For every positive integer $n$, denote $S_2(n)$ the sum of digits of $n$ in binary form (for example, $S_2(42) =S_2(101010_2)=3$
Is it true that if $(2^k-1)|n$, then $S_2(2^k-1) \leq S_2(n)$ ? If not, what are the conditions of $k$ so that $S_2(2^k-1) \leq S_2(n)$ ?
Claim: For natural numbers $k$ and $b>1$, suppose that $b^k-1$ divides a natural number $n$. Then, $$(b-1)k=S_b(b^k-1)\leq S_b(n)\,,$$ where $S_b(m)$ denotes the sum of all $b$-ary digits of $m\in\mathbb{N}$ (when $m$ is expressed in the base-$b$ representation).

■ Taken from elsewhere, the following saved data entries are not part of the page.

PR #258, opened 2026-08-13
Publish a sortable image tag so the site can be deployed by Flux

thdxg:
## What

The website workflow publishes a third tag alongside `:latest` and `:sha-<short>`: a zero-padded UTC timestamp followed by the short sha, e.g. `20260813-142259-62701be`.

## Why

The site is being deployed to the k3s cluster at [macterm.thdxg.dev](https://macterm.thdxg.dev), with Flux's image automation keeping it current. Flux's `ImagePolicy` selects the newest image by **sorting tag strings**, and neither existing tag can carry that:

- `:latest` is one string forever — it never sorts to anything new.
- `:sha-<short>` sorts by whatever the abbreviated hash happens to be, which has no relation to build order.

A zero-padded UTC timestamp is the one format whose lexical order *is* its chronological order. This is the same tag the portfolio site already publishes, and the cluster consumes both the same way.

The two existing tags keep their jobs — `:latest` for a human `docker run`, `:sha-<short>` as the way back to a specific build after a bad one.

## How

One line added to the `publish` job's `docker/metadata-action` tags, matching the portfolio's:

```
type=raw,value={{date 'YYYYMMDD-HHmmss' tz='UTC'}}-{{sha}},enable={{is_default_branch}}
```

`enable={{is_default_branch}}` keeps it off PR builds, which push nothing anyway.

The format is a **contract with the homelab repo** — `apps/macterm/manifests/image.yaml` hard-codes `^\d{8}-\d{6}-[a-f0-9]+` as its `filterTags` pattern, so changing the format here without changing it there strands the deployment on its pinned tag. Both the workflow comment and `website/README.md` say so.

## Verified

- Tag template confirmed against the portfolio site's published tags (`20260812-142259-5b2c39d` and predecessors), which use the identical `metadata-action` expression — so `{{date}}`/`{{sha}}` are known to render this way rather than assumed.
- Confirmed `ghcr.io/thdxg/macterm/website` currently publishes only `latest` and four `sha-*` tags, i.e. nothing the policy pattern can match today. The first push to `main` after this merges produces the first selectable tag.
- Not run: `mise run format` / `lint` / `test`. This branch was prepared on Linux and they need macOS — the change is a workflow and a README, and CI on this PR exercises the workflow itself.

## Notes for reviewers

The companion deployment is a separate PR against `thdxg/homelab` (`apps/macterm/`). Merge order doesn't matter, but the site only starts auto-updating once **this** one has merged and produced one timestamped build. Until then the cluster runs the tag pinned in that PR (`:sha-62701be`, the current head of `main`) and the `ImagePolicy` reports no matching tag.

---
_Generated by [Claude Code](https://claude.ai/code/session_01CfEJ5yKpFAcVAWuCbhEhcb)_

### DIFF
--- a/.github/workflows/website.yml
+++ b/.github/workflows/website.yml
@@ -139,11 +139,19 @@ jobs:
         uses: docker/metadata-action@v6
         with:
           images: ${{ env.REGISTRY }}/${{ env.IMAGE_NAME }}
-          # :latest is what a deployment tracks; :sha-<short> is what it pins
-          # to, and the only way back to a specific build after a bad one.
+          # Three tags, each with a job. :latest is what a human pulls;
+          # :sha-<short> is the way back to a specific build after a bad one;
+          # and the UTC timestamp tag is what the cluster deploys, because
+          # Flux's ImagePolicy picks the newest image by sorting tag strings
+          # (`alphabetical: asc`) and neither of the other two orders. Keep the
+          # timestamp first and zero-padded — that is what makes lexical order
+          # and chronological order the same thing. Changing this format means
+          # changing the `filterTags` pattern in the homelab repo's
+          # apps/macterm/manifests/image.yaml to match.
           tags: |
             type=raw,value=latest,enable={{is_default_branch}}
             type=sha
+            type=raw,value={{date 'YYYYMMDD-HHmmss' tz='UTC'}}-{{sha}},enable={{is_default_branch}}
 
       - name: Create and push the manifest list
         working-directory: /tmp/digests
--- a/website/README.md
+++ b/website/README.md
@@ -100,8 +100,16 @@ and publishes one multi-arch manifest to
 `ghcr.io/thdxg/macterm/website`. Pull requests build both architectures without
 pushing, so a broken Dockerfile fails the PR rather than `:latest`.
 
-Two tags are published: `:latest` (what a deployment tracks) and
-`:sha-<short>` (what it pins to, and the only way back after a bad build).
+Three tags are published: `:latest` (what a human pulls), `:sha-<short>` (the
+way back to a specific build after a bad one), and a UTC timestamp tag,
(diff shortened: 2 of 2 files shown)


thdxg:
The red **Workers Builds: macterm** check is not from this PR, and I can't fix it from the repo.

#257 deleted `website/wrangler.toml` and `website/src/index.js` when it moved the site to a container image, but the **Cloudflare Workers Git integration is still connected to this repository**. It triggers a build on every push and PR, finds no Worker to build, and fails. It failed on `9e6a087` at 17:07:59Z — 1 second before the first GitHub Actions job even started, and against a diff that touches only a workflow file and a README. Every push to `main` will fail the same way until the integration is disconnected in the Cloudflare dashboard (Workers → `macterm` → Settings → Build → disconnect the repo, and delete the Worker if nothing else uses it). The check output carries no logs, only a dashboard link.

Every GitHub Actions check passed: **Build amd64** and **Build arm64** both green, so the Dockerfile still builds on both architectures with the new tag in place. **Publish** is correctly skipped — PRs build without pushing — which does mean the tag expression itself is first exercised on the merge to `main`. It's the same expression the portfolio site has been publishing with for months, so the risk is low, but the first `main` build is where to confirm a `20260813-…-<sha>` tag actually appears on the package.

One thing to check before merging, unrelated to CI: if the old Worker still holds a **route or custom domain** for `macterm.thdxg.dev`, it will intercept requests ahead of the wildcard DNS record and the cluster will never see them. DNS currently resolves `macterm.thdxg.dev` to the same Cloudflare IPs as the apex, which is what the wildcard CNAME would give — but a Workers custom domain resolves to Cloudflare IPs too, so DNS alone can't distinguish the two from outside. Worth confirming in the dashboard alongside disconnecting the build integration.

---
_Generated by [Claude Code](https://claude.ai/code)_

For each $m\in\mathbb{N}$, let $r(m)$ denote the largest natural number $r$ such that $b^r\leq m$. Define $$f_b(m)=\begin{cases}m&\text{if}\ r(m)<k\\m-b^{r(m)-k}(b^k-1)&\text{if}\ r(m)\geq k.\end{cases}$$ Observe that $$S_b\big(f_b(m)\big)\leq S_b(m).$$ Let $f_b^t$ be the $t$-time iteration of $f_b$. We see that $f^t_b(m)$ stabilizes at some $t\geq t_0$ ($t_0$ depends on $m$), with $$F(m)=f^{t_0}_b(m)=f^{t_0+1}_b(m)=f^{t_0+2}_b(m)=\ldots$$ being a natural number less than or equal to $b^k-1$. If $b^k-1$ divides a given natural number $n$, then $F(n)$ must equal $b^k-1$. Hence, $$S_b(n)\geq S_b\big(f_b(n)\big)\geq S_b\big(f_b^2(n)\big)\geq \ldots \geq S_b\big(f_b^{\tau_0}(n)\big)=S_b\big(F(n)\big)=S_b(b^k-1)=(b-1)k$$ if $f_b^t(n)$ stabilizes for $t\geq \tau_0$.